*** Data section Section Begins ***
PR #666, opened 2022-03-18
Admin default access

mjholder:
## Link(s) to Jira
- https://issues.redhat.com/browse/RHCLOUD-16784

The purpose of these changes is to have admin default access be returned on the access endpoint, exclusively for org admins. Non-org admins and users given RBAC admin roles will not be able to see admin default access.

## Local Testing
This passed local tox tests and I created new unit tests for the new feature.

## Checklist
- [X] are theses changes covered by unit tests?

- [ ] Input Validation
- [ ] Output Encoding
- [ ] Session Management
- [ ] Access Control
- [ ] Cryptographic Practices
- [X] Error Handling and Logging
- [ ] Data Protection
- [ ] Communication Security
- [ ] System Configuration
- [ ] Database Security
- [ ] File Management
- [ ] Memory Management
- [X] General Coding Practices

### DIFF
--- a/rbac/management/querysets.py
+++ b/rbac/management/querysets.py
@@ -15,13 +15,11 @@
 #    along with this program.  If not, see <https://www.gnu.org/licenses/>.
 #
 """Queryset helpers for management module."""
-import binascii
+
 import logging
-from json.decoder import JSONDecodeError
 
 from django.conf import settings
 from django.db.models.aggregates import Count
-from django.http import HttpResponseForbidden
 from django.urls import reverse
 from django.utils.translation import gettext as _
 from management.group.model import Group
@@ -41,9 +39,7 @@ from management.utils import (
 )
 from rest_framework import permissions, serializers
 
-from api.common import RH_IDENTITY_HEADER
 from api.models import Tenant
-from api.serializers import extract_header
 from rbac.env import ENVIRONMENT
 
 
@@ -58,17 +54,6 @@ PRINCIPAL_QUERYSET_MAP = {
     Role.__name__: roles_for_principal,
 }
 logger = logging.getLogger(__name__)
-
-
-def _get_org_admin(request):
-    try:
-        _obj, json_rh_auth = extract_header(request, RH_IDENTITY_HEADER)
-    except (JSONDecodeError, binascii.Error):
-        logger.exception("Invalid X-RH-Identity header.")
-        return HttpResponseForbidden()
-    is_org_admin = json_rh_auth["identity"]["user"]["is_org_admin"]
-
-    return is_org_admin
 
 
 def get_annotated_groups():
@@ -218,7 +203,8 @@ def get_access_queryset(request):
         raise serializers.ValidationError({key: _(message)})
 
     app = request.query_params.get(APPLICATION_KEY)
-    is_org_admin = _get_org_admin(request)
+    is_org_admin = request.user.admin
+
     return get_object_principal_queryset(
         request,
         PRINCIPAL_SCOPE,
--- a/rbac/management/querysets.py
+++ b/rbac/management/querysets.py
@@ -15,8 +15,13 @@
 #    along with this program.  If not, see <https://www.gnu.org/licenses/>.
 #
 """Queryset helpers for management module."""
+import binascii
+import logging
+from json.decoder import JSONDecodeError
+
 from django.conf import settings
 from django.db.models.aggregates import Count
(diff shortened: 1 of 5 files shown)


rbac/management/querysets.py
```diff
@@ -206,6 +227,7 @@ def get_access_queryset(request):
             APPLICATION_KEY: app,
             "prefetch_lookups_for_ids": "resourceDefinitions",
             "prefetch_lookups_for_groups": "policies__roles__access",
+            "is_org_admin": is_org_admin,
```
coderbydesign, line 230: I _think_ we should be able to simplify this and just use `request.user.admin` without the need for any of the other changes in this file, since we add the user (and the admin flag from the identity header) onto the request object in the middleware: 

https://github.com/RedHatInsights/insights-rbac/blob/master/rbac/rbac/middleware.py#L176
https://github.com/RedHatInsights/insights-rbac/blob/master/rbac/rbac/middleware.py#L215

rbac/management/utils.py
```diff
@@ -126,6 +126,10 @@ def groups_for_principal(principal, tenant, **kwargs):
         assigned_group_set = assigned_group_set.prefetch_related(prefetch_lookups)
         platform_default_group_set = platform_default_group_set.prefetch_related(prefetch_lookups)
 
+    if kwargs.get("is_org_admin"):
+        admin_default_group_set = Group.objects.filter(admin_default=True)
```
coderbydesign, line 130: It's probably not totally necessary, but for consistency maybe we could add a `Group` model helper similar to `Group.platform_default_set()` here, in the event we need to reuse that filter? Also, just for explicitness, we'll probably want to add a filter to query by the public tenant only. Right now we should only ever have one default admin group, but if we change that in the future to behave like the (custom) default access group(s), it would be helpful to have this as a baseline.

tests/management/test_querysets.py
```diff
@@ -351,6 +361,47 @@ def test_get_policy_queryset_bad_scope(self):
...
+        self._setup_group_for_org_admin_tests()
+
+        user = Mock(spec=User, account="00001", username="test_user")
+        req = Mock(user=user, method="GET", tenant=self.tenant, query_params={APPLICATION_KEY: "app"})
+        req.META = encoded_req.META
+
+        queryset = get_access_queryset(req)
+        self.assertEquals(queryset.count(), 1)
+
+    def test_get_access_queryset_non_org_admin(self):
```
coderbydesign, line 380: Can we also add an explicit test case for a non admin who has RBAC admin access via `rbac:*:*` for this AC?

> As a **non** org-admin who has RBAC admin access via the "User Access administrator" role, when I list my permissions on /api/rbac/v1/access/?application= I should **not** see the access from any "admin_default" roles listed.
*** Data section Section Ends ***
▸ **Exercise**
Write every entry out again, exactly as it stands.

▸ **Task answer**
PR #666, opened 2022-03-18
Admin default access

mjholder:
## Link(s) to Jira
- https://issues.redhat.com/browse/RHCLOUD-16784

The purpose of these changes is to have admin default access be returned on the access endpoint, exclusively for org admins. Non-org admins and users given RBAC admin roles will not be able to see admin default access.

## Local Testing
This passed local tox tests and I created new unit tests for the new feature.

## Checklist
- [X] are theses changes covered by unit tests?

- [ ] Input Validation
- [ ] Output Encoding
- [ ] Session Management
- [ ] Access Control
- [ ] Cryptographic Practices
- [X] Error Handling and Logging
- [ ] Data Protection
- [ ] Communication Security
- [ ] System Configuration
- [ ] Database Security
- [ ] File Management
- [ ] Memory Management
- [X] General Coding Practices

### DIFF
--- a/rbac/management/querysets.py
+++ b/rbac/management/querysets.py
@@ -15,13 +15,11 @@
 #    along with this program.  If not, see <https://www.gnu.org/licenses/>.
 #
 """Queryset helpers for management module."""
-import binascii
+
 import logging
-from json.decoder import JSONDecodeError
 
 from django.conf import settings
 from django.db.models.aggregates import Count
-from django.http import HttpResponseForbidden
 from django.urls import reverse
 from django.utils.translation import gettext as _
 from management.group.model import Group
@@ -41,9 +39,7 @@ from management.utils import (
 )
 from rest_framework import permissions, serializers
 
-from api.common import RH_IDENTITY_HEADER
 from api.models import Tenant
-from api.serializers import extract_header
 from rbac.env import ENVIRONMENT
 
 
@@ -58,17 +54,6 @@ PRINCIPAL_QUERYSET_MAP = {
     Role.__name__: roles_for_principal,
 }
 logger = logging.getLogger(__name__)
-
-
-def _get_org_admin(request):
-    try:
-        _obj, json_rh_auth = extract_header(request, RH_IDENTITY_HEADER)
-    except (JSONDecodeError, binascii.Error):
-        logger.exception("Invalid X-RH-Identity header.")
-        return HttpResponseForbidden()
-    is_org_admin = json_rh_auth["identity"]["user"]["is_org_admin"]
-
-    return is_org_admin
 
 
 def get_annotated_groups():
@@ -218,7 +203,8 @@ def get_access_queryset(request):
         raise serializers.ValidationError({key: _(message)})
 
     app = request.query_params.get(APPLICATION_KEY)
-    is_org_admin = _get_org_admin(request)
+    is_org_admin = request.user.admin
+
     return get_object_principal_queryset(
         request,
         PRINCIPAL_SCOPE,
--- a/rbac/management/querysets.py
+++ b/rbac/management/querysets.py
@@ -15,8 +15,13 @@
 #    along with this program.  If not, see <https://www.gnu.org/licenses/>.
 #
 """Queryset helpers for management module."""
+import binascii
+import logging
+from json.decoder import JSONDecodeError
+
 from django.conf import settings
 from django.db.models.aggregates import Count
(diff shortened: 1 of 5 files shown)


rbac/management/querysets.py
```diff
@@ -206,6 +227,7 @@ def get_access_queryset(request):
             APPLICATION_KEY: app,
             "prefetch_lookups_for_ids": "resourceDefinitions",
             "prefetch_lookups_for_groups": "policies__roles__access",
+            "is_org_admin": is_org_admin,
```
coderbydesign, line 230: I _think_ we should be able to simplify this and just use `request.user.admin` without the need for any of the other changes in this file, since we add the user (and the admin flag from the identity header) onto the request object in the middleware: 

https://github.com/RedHatInsights/insights-rbac/blob/master/rbac/rbac/middleware.py#L176
https://github.com/RedHatInsights/insights-rbac/blob/master/rbac/rbac/middleware.py#L215

rbac/management/utils.py
```diff
@@ -126,6 +126,10 @@ def groups_for_principal(principal, tenant, **kwargs):
         assigned_group_set = assigned_group_set.prefetch_related(prefetch_lookups)
         platform_default_group_set = platform_default_group_set.prefetch_related(prefetch_lookups)
 
+    if kwargs.get("is_org_admin"):
+        admin_default_group_set = Group.objects.filter(admin_default=True)
```
coderbydesign, line 130: It's probably not totally necessary, but for consistency maybe we could add a `Group` model helper similar to `Group.platform_default_set()` here, in the event we need to reuse that filter? Also, just for explicitness, we'll probably want to add a filter to query by the public tenant only. Right now we should only ever have one default admin group, but if we change that in the future to behave like the (custom) default access group(s), it would be helpful to have this as a baseline.

tests/management/test_querysets.py
```diff
@@ -351,6 +361,47 @@ def test_get_policy_queryset_bad_scope(self):
...
+        self._setup_group_for_org_admin_tests()
+
+        user = Mock(spec=User, account="00001", username="test_user")
+        req = Mock(user=user, method="GET", tenant=self.tenant, query_params={APPLICATION_KEY: "app"})
+        req.META = encoded_req.META
+
+        queryset = get_access_queryset(req)
+        self.assertEquals(queryset.count(), 1)
+
+    def test_get_access_queryset_non_org_admin(self):
```
coderbydesign, line 380: Can we also add an explicit test case for a non admin who has RBAC admin access via `rbac:*:*` for this AC?

> As a **non** org-admin who has RBAC admin access via the "User Access administrator" role, when I list my permissions on /api/rbac/v1/access/?application= I should **not** see the access from any "admin_default" roles listed.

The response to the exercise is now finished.